* _Problem details_: In the entries that follow, the first line to write out is the one containing "So far, I've", and the last is the one containing "Two further revisions". Reproduce that stretch exactly, with nothing before or after it.
+++ Data to process
PR #778, opened 2015-06-29
Fix #774

### LINKED ISSUE #774: Combo Menue on SpringerLink wrong
The menue under the new combo zotero icon is wrong on (some/every?) SpringerLink page. E.g.

zotero-icon-menue

The icon is correctly indicating that we have here a book chapter, however the entries in the menue below are the wrong case for webpages. Example page http://link.springer.com/chapter/10.1007/978-3-642-18351-5_2 . However, every other type of page (amazon, worldcat, some library catalogues) I tested seemed to work fine.

(I tested with latest 4.0 version, i.e. based on e868c75. The error seems to come from the value `tab.page.saveEnabled=false`.)

simonster:
@dstillman Was there some rationale behind clearing `saveEnabled` here?

### DIFF
--- a/chrome/content/zotero/browser.js
+++ b/chrome/content/zotero/browser.js
@@ -807,7 +807,6 @@ Zotero_Browser.Tab.prototype.clear = function() {
 Zotero_Browser.Tab.prototype.detectTranslators = function(rootDoc, doc) {
 	if (doc instanceof HTMLDocument) {
 		if (doc.documentURI.startsWith("about:")) {
-			this.page.saveEnabled = false;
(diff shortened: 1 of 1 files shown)


dstillman:
I think I originally was disabling the icon on about:blank pages, mirroring the existing behavior of not triggering the address bar icon on about:* pages, but I decided not to disable the icon again after it's first enabled, and this way obviously doesn't work anyway.

dstillman:
(And this meant that the icon wasn't enabled if you started up on about:blank, but that's not very important.)

PR #787, opened 2015-07-04
Tweak site-specific quick copy.

aurimasv:
* Only consider HTTP/HTTPS urls
* Match against empty path
* Allow matching against hostname only (e.g. localhost)
* No need to use regexps for matching

I don't think this fixes any of the current issues being reported on the forums, but I'm neither able to reproduce them, nor do I see how this code could cause issues.


aurimasv:
Closed by 242581a270daf602697dac7b74d8eced35a408b6

PR #788, opened 2015-07-04
Resolve symbolic links when importing attachments

aurimasv:
Follow-up to dfb28ff3f675157b7ef2a6c4fe92320f2f81cc38

The trick to getting `.target` to work was setting `.followLinks` to `true`, which is somewhat silly given the purpose of `.target`

### DIFF
--- a/chrome/content/zotero/xpcom/data/item.js
+++ b/chrome/content/zotero/xpcom/data/item.js
@@ -3114,8 +3114,8 @@ Zotero.Item.prototype.relinkAttachmentFile = function(file, skipItemUpdate) {
 		throw('Cannot relink linked URL in Zotero.Items.relinkAttachmentFile()');
 	}
 	
-	if (file.leafName.endsWith(".lnk")) {
-		throw new Error("Cannot relink to Windows shortcut");
+	if (file.isSymlink()) {
+		file = Zotero.File.getTargetFile(file);
 	}
 	
 	var newName = Zotero.File.getValidFileName(file.leafName);
--- a/chrome/content/zotero/xpcom/itemTreeView.js
+++ b/chrome/content/zotero/xpcom/itemTreeView.js
@@ -3213,23 +3213,36 @@ Zotero.ItemTreeView.prototype.drop = function(row, orient, dataTransfer) {
 					// Otherwise file, so fall through
 				}
 				
+				// Resolve symbolik links
+				var moveFile = dragData.dropEffect == 'move';
+				if (file.isSymlink()) {
+					var linkPath = file.path;
+					file = Zotero.File.getTargetFile(file);
+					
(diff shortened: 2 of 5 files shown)


chrome/content/zotero/xpcom/data/item.js
```diff
@@ -3114,8 +3114,8 @@ Zotero.Item.prototype.relinkAttachmentFile = function(file, skipItemUpdate) {
 		throw('Cannot relink linked URL in Zotero.Items.relinkAttachmentFile()');
 	}
 	
-	if (file.leafName.endsWith(".lnk")) {
-		throw new Error("Cannot relink to Windows shortcut");
+	if (file.isSymlink()) {
+		file = Zotero.File.getTargetFile(file);
```
dstillman: This method works nicely, but we should probably still block *.lnk files if isSymlink() returns false, to prevent .lnk files from being added on, say, OS X. (That would be crazy, but I'm sure it's happened, and once they're in they can cause all sorts of problems. It's probably rare enough, though, that we could just throw in the various places rather than displaying the alert from the removed code below.)

chrome/locale/en-US/zotero/zotero.properties
```diff
@@ -594,6 +594,8 @@ zotero.preferences.advanced.debug.error = An error occurred sending debug output
 
 dragAndDrop.existingFiles = The following files already existed in the destination directory and were not copied:
 dragAndDrop.filesNotFound = The following files were not found and could not be copied:
+dragAndDrop.invalidLink.title = File Not Found
+dragAndDrop.invalidLink.text = The following file shortcut points to a non-existent file and cannot be imported: \n\n%S
```
dstillman: For newlines we can just add in the code rather than having them in the string (where they're prone to getting mangled).

chrome/locale/en-US/zotero/zotero.properties
```diff
@@ -594,6 +594,8 @@ zotero.preferences.advanced.debug.error = An error occurred sending debug output
 
 dragAndDrop.existingFiles = The following files already existed in the destination directory and were not copied:
 dragAndDrop.filesNotFound = The following files were not found and could not be copied:
+dragAndDrop.invalidLink.title = File Not Found
```
dstillman: We have a "File Not Found" already. Probably should just make a general.fileNotFound.

chrome/content/zotero/xpcom/itemTreeView.js
```diff
@@ -3213,23 +3213,36 @@ Zotero.ItemTreeView.prototype.drop = function(row, orient, dataTransfer) {
 					// Otherwise file, so fall through
 				}
 				
+				// Resolve symbolik links
```
dstillman: symbolic

PR #790, opened 2015-07-08
Add more debug logging for RecognizePDF

aurimasv:
Should be helpful to track down why users get locked out.

So far, I've seen that clearing all cookies presents you with a new sort of CAPTCHA, which we don't account for. That should result in "No metadata found" messages. I forgot to look at the DOM the first time I got it and I haven't been able to reproduce it since, but I'll keep playing around.


dstillman:
Available in the 4.0 beta

PR #794, opened 2015-07-09
Update citeproc-js to 1.1.25

aurimasv:
And split off Zotero additions
Re https://forums.zotero.org/discussion/50512/institutional-singlefield-creator/ and follow-up from #757

### DIFF
--- a/chrome/content/zotero/xpcom/citeproc-prereqs.js
+++ b/chrome/content/zotero/xpcom/citeproc-prereqs.js
@@ -1,0 +1,390 @@
+var CSL_HOST = {
+    debug: function (str) {
+        Zotero.debug("CSL: " + str);
+    },
+    error: function (str) {
+        Zotero.debug("CSL error: " + str);
+    }
+};
+function DOMParser() {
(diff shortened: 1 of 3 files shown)


dstillman:
I haven't reviewed or tested this, but I'm going to merge it so that it has a little time to bake in the beta before 4.0.27.5, which should be out this weekend.

fbennett:
Two further revisions to the processor are relevant to Zotero users.

1.1.37 addresses a scoping bug in RTF output. [[Forum post](https://forums.zotero.org/discussion/50304/problems-with-et-al)] [[Changes](https://bitbucket.org/fbennett/citeproc-js/commits/5a36644e44baf622d15e7332598d2f025c909a77)]

1.1.38 stops forcing capitalizing of leading name particles in the bibliography [[Forum post](https://forums.zotero.org/discussion/50199/lowercase-first-letter-of-the-surname)] [[Changes](https://bitbucket.org/fbennett/citeproc-js/commits/1d6d4032f31deb530db6c28c1b341ad324e7166a)]

Judging from the forum post associated with the latter, it looks like it has been a source of significant annoyance.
++++++
* _Result of this task_:
So far, I've seen that clearing all cookies presents you with a new sort of CAPTCHA, which we don't account for. That should result in "No metadata found" messages. I forgot to look at the DOM the first time I got it and I haven't been able to reproduce it since, but I'll keep playing around.


dstillman:
Available in the 4.0 beta

PR #794, opened 2015-07-09
Update citeproc-js to 1.1.25

aurimasv:
And split off Zotero additions
Re https://forums.zotero.org/discussion/50512/institutional-singlefield-creator/ and follow-up from #757

### DIFF
--- a/chrome/content/zotero/xpcom/citeproc-prereqs.js
+++ b/chrome/content/zotero/xpcom/citeproc-prereqs.js
@@ -1,0 +1,390 @@
+var CSL_HOST = {
+    debug: function (str) {
+        Zotero.debug("CSL: " + str);
+    },
+    error: function (str) {
+        Zotero.debug("CSL error: " + str);
+    }
+};
+function DOMParser() {
(diff shortened: 1 of 3 files shown)


dstillman:
I haven't reviewed or tested this, but I'm going to merge it so that it has a little time to bake in the beta before 4.0.27.5, which should be out this weekend.

fbennett:
Two further revisions to the processor are relevant to Zotero users.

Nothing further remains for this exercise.